== EXERCISE REQUIREMENTS ==
The output should be identical to the entries that follow.

Saved data entries:
PR #117, opened 2025-02-19
Sparse 2el integrals

mcocdawc:
Major:
Added support for jittable and sparse two-electron integrals.

Minor:
remove pylint from the CI pipeline.
With #113 being merged, the undefined names in imports can all be caught by mypy.
Furthermore `pylint` actually produces more false-positives than `pylint` if there is a delayed symbol definition shenanigan, as they do in `numba`.


src/quemb/molbe/sparse_2el_integral.py
mscho527, line 1: Thinking a bit ahead, would the 2e-integrals for the periodic system have a similar structure (but per k-point and complex elements)?

src/quemb/molbe/sparse_2el_integral.py
```diff
@@ -0,0 +1,93 @@
...
+
+    >>> assert g[1, 2, 3, 10] == 0
+    """  # noqa: E501
+
+    def __init__(self) -> None:
+        self._data = Dict.empty(*kv_ty)
+
+    def __getitem__(self, key: tuple[int, int, int, int]) -> types.float64:
+        idx = self.compound(*key)
+        return self._data.get(idx, 0.0)
```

== EXPECTED ANSWER ==
PR #117, opened 2025-02-19
Sparse 2el integrals

mcocdawc:
Major:
Added support for jittable and sparse two-electron integrals.

Minor:
remove pylint from the CI pipeline.
With #113 being merged, the undefined names in imports can all be caught by mypy.
Furthermore `pylint` actually produces more false-positives than `pylint` if there is a delayed symbol definition shenanigan, as they do in `numba`.


src/quemb/molbe/sparse_2el_integral.py
mscho527, line 1: Thinking a bit ahead, would the 2e-integrals for the periodic system have a similar structure (but per k-point and complex elements)?

src/quemb/molbe/sparse_2el_integral.py
```diff
@@ -0,0 +1,93 @@
...
+
+    >>> assert g[1, 2, 3, 10] == 0
+    """  # noqa: E501
+
+    def __init__(self) -> None:
+        self._data = Dict.empty(*kv_ty)
+
+    def __getitem__(self, key: tuple[int, int, int, int]) -> types.float64:
+        idx = self.compound(*key)
+        return self._data.get(idx, 0.0)
```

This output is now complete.